**Data supplied**
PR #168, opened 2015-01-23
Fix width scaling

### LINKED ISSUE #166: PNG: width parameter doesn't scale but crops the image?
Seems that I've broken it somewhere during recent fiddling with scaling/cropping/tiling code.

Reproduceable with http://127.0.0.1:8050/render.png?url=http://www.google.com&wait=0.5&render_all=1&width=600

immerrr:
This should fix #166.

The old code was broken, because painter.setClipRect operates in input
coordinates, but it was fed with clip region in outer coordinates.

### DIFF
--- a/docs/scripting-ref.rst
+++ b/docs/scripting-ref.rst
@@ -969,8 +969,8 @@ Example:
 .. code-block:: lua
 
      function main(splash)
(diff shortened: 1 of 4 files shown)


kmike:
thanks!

**Work required**
Quote, without any change, each line from the one that contains "coordinates, but it" through the end of the material.

**Answer section**
coordinates, but it was fed with clip region in outer coordinates.

### DIFF
--- a/docs/scripting-ref.rst
+++ b/docs/scripting-ref.rst
@@ -969,8 +969,8 @@ Example:
 .. code-block:: lua
 
      function main(splash)
(diff shortened: 1 of 4 files shown)


kmike:
thanks!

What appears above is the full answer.